The use of amplified variable number of tandem repeats (VNTR) in the detection of chimerism following bone marrow transplantation. A comparison with restriction fragment length polymorphism (RFLP) by Southern blotting.

Chimerism analysis after allogeneic bone marrow transplantation (alloBMT) allows detection of early marrow engraftment, disease relapse, and graft rejection. Our objective was to do retrospective and prospective studies of chimerism analysis by restriction fragment length polymorphism (RFLP) by Southern blotting and variable number of tandem repeats (VNTR) by polymerase chain reaction (PCR) to compare and contrast the methods. The retrospective group comprised 46 samples from 26 patients previously analyzed by RFLP, while the prospective group contained 34 samples from 25 patients. Using four different VNTR primers (D1S80, D17S30, D1S111, and APO-B), the recipient and donor samples amplified by the PCR were screened for unique banding patterns. The VNTR primer with the unique banding pattern was used to detect chimerism in each sample. A total of 635 VNTR analyses were performed. Interpretation was blinded for previous RFLP results. A comparison between the VNTR and RFLP results and a cost analysis of the two procedures were done. A unique VNTR banding pattern was present in 49 of 51 patients (identical twins in one case).
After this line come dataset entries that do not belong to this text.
PR #2609, opened 2023-12-15
YuzuEmu - Add ARM support and update variables

MarcoCoreDuo:
# Description

1. The Yuzu Server binaries can be build on an ARM machine, but the debian install image doesn't support ARM, so I changed it to the official Bullseye image.
2. I removed the max length of the token field because my token is longer than 60 characters and there is no information about how long a token can be. I also changed the length of the Server name field to allow longer names.
3. Max Players recommended was raised to 16.
4. Lastly, I removed the slash at the end of the web-api url because it tried to fetch from https://api.yuzu-emu.org//... and this returned null.

I also renamed the egg to the panel exported file name.

  * If not, why?:


MarcoCoreDuo:
> Use `ghcr.io/parkervcp/installers:debian` it is for both amd64 and arm64

Done, thanks

QuintenQVD0 (approved):
LGMT! thanks.

PR #2610, opened 2023-12-16
Update Avorion

### LINKED ISSUE #2593: [Bug]: Avorion - Server name input gets cut off
### Panel Version

1.11

### Wings Version

1.11

### Service

avorion

### Modified

No, I did not modify the egg

### Expected Behavior

Server name in the build configurations should be written out correctly inside the server.ini file for the corresponding galaxy

### Actual Behavior

Server name gets partially written. It seems to only take the first word in a server name. If you place everything together such as

`--server-name MyPublicServer`

It works. But if it is

`--server-name My Public Server` it fails. Instead the ini file will only have the word "My" as the server name. Here are some screenshots as an example

Screenshot from 2023-12-06 23-02-54
Screenshot from 2023-12-06 23-03-21

### Steps To Reproduce

1. Import the egg to your avorion nest
2. For  "server name", input a name with white spaces and choose any name for the galaxy
3. Look at the corresponding galaxy's server.ini file after it is built or, look at the terminal output when it's finished.

### Install logs

https://pteropaste.com/pxcy6ra4giiu/

QuintenQVD0:
# Description

- change to the steamcmd debian image
- do the beta properly so also auto update will work
- add the auto update variable
- remove userInteraction
- fix that the server name can now have spaces
afbeelding
afbeelding

closes #2593 

  * If not, why?:

### DIFF
--- a/game_eggs/steamcmd_servers/avorion/README.md
+++ b/game_eggs/steamcmd_servers/avorion/README.md
@@ -22,3 +22,6 @@ Additionally the server can be configured with an RCON port.  RCON will be disab
 ## RCON
 
 If you plan to use RCON it currently needs to be manually configured in the server.ini file.  At some point server variables will be added.
+
+## Updating
+Because with an update to this egg, the startup command changed, so if you update this egg, you will manually have to update the startup command for every server that was already made.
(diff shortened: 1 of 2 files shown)


Voronsky:
This PR addressed the issue mentioned in #2593 , i was able to test it and it addressed the issues raised there.

parkervcp (approved):

PR #2633, opened 2023-12-29
Update minetest

Tealk:
# Description

Start parameters extended to correct the following error:
> 2023-12-29 18:22:36: ERROR[Main]: To run a Minetest server, you need to select a game using the '--gameid' argument.
> 2023-12-29 18:22:36: ERROR[Main]: Check out https://content.minetest.net for a selection of games to pick from and download.

Source:
https://wiki.minetest.net/Setting_up_a_server#Linux_2

* [] Did you branch your changes and PR from that branch and not from your master branch?
  * If not, why?: Because it is only a small change and I will delete the fork afterwards.


QuintenQVD0:
An egg must be exported from a panel!

QuintenQVD0:
and this should not be needed a it is auto set in the config 
default_game = {{server.build.env.DEFAULT_GAME}}

Tealk:
> An egg must be exported from a panel!

for 23 characters?


> and this should not be needed a it is auto set in the config default_game = {{server.build.env.DEFAULT_GAME}}

i just created a new server with the current egg and got this error message, with this fix the server could start.
otherwise the server would not start, if you do not like the fix you can also reject it and wait until users will open an issue about it.

QuintenQVD0:
> > An egg must be exported from a panel!
> 
> for 23 characters?
> 
> > and this should not be needed a it is auto set in the config default_game = {{server.build.env.DEFAULT_GAME}}
> 
> i just created a new server with the current egg and got this error message, with this fix the server could start. otherwise the server would not start, if you do not like the fix you can also reject it and wait until users will open an issue about it.
> 
> i have not actively followed the changes of minetest, but there have been many updates since the last egg update, maybe the switch is now absolutely necessary.

Yes for every change it must be done in a panel and exported.
If you export it then this can be merged as games do changes their server logic from time to time

QuintenQVD0 (approved):
LGTM! Thank you.

PR #3484, opened 2022-05-06
[Swift] enable ccloud conform swift roles in Yoga

reimannf:
Old roles remain valid for now


openstack/swift/templates/seeds.yaml
```diff
@@ -19,7 +20,12 @@ spec:
   roles:
   - name: swiftoperator
   - name: swiftreseller
-
+{{- if le $swift_release "yoga" }}
```
majewsky, line 23: Should this not be `ge` instead of `le`, as in: from Yoga onwards?

majewsky (approved):

PR #3487, opened 2022-05-09
[PX] Resolve most of DOOP warnings

swagner-de:


rhalina (approved):
The changes look sane to me. 

In case we make substantial changes to the service, i.e. connect members with a large number of diverse routes we may want to adjust the memory limits as BGP ADD-PATH significantly increases the number of routes kept in memory.

PR #3494, opened 2022-05-10
[nova] Use single statsd-exporter.yaml

joker-at-work:
We recently introduced an additional statsd-rpc-exporter.yaml, which did
not include the default settings, but only the mappings for
oslo.messaging.* metrics. When introducing the new config file, the
vmware hypervisor pods did not get an update. Additionally, we missed to
set the right file in the conductor pod's "args".

Since we want both the default settings and the mappings in all statsd
exporters we run, we now use a single file for both in all the pods.


joker-at-work:
> Metrics that don't match any mapping in the configuration file are translated into Prometheus metrics without any labels and with any non-alphanumeric characters, including periods, translated into underscores.

https://github.com/prometheus/statsd_exporter

stefanhipfel (approved):

PR #3500, opened 2022-05-12
[nannies][manila] add snapshot-missing nanny

chuan137:
Extra secrets for netapp api user/password. And extra configmap for
netapp filers list.


chuan137:
The nanny implementation is in https://github.com/sapcc/openstack-nannies/pull/56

The VNTR analysis showed complete chimerism in 68 samples, mixed chimerism in 9, and recurrences in 2. This agreed with the RFLP results in 64 (80%) of 80 samples. Failure to detect 1% to 10% of recipient DNA accounted for 15 (VNTR, 8; RFLP, 7) discordances. Follow-up revealed all donor DNA in five cases, decreasing quantities of recipient DNA in two cases (six samples), and no additional studies available in four cases. In one case, VNTR detected a complete chimerism when the DNA was insufficient for RFLP analysis. The cost analysis revealed an approximately 50% savings with the use of VNTR; VNTR is a viable alternative to RFLP in the detection of chimerism after bone marrow transplantation and offers substantial cost savings, faster turnaround time, easier preparation of the DNA, smaller DNA requirements, and the elimination of radioisotopes and cumbersome restriction enzymes.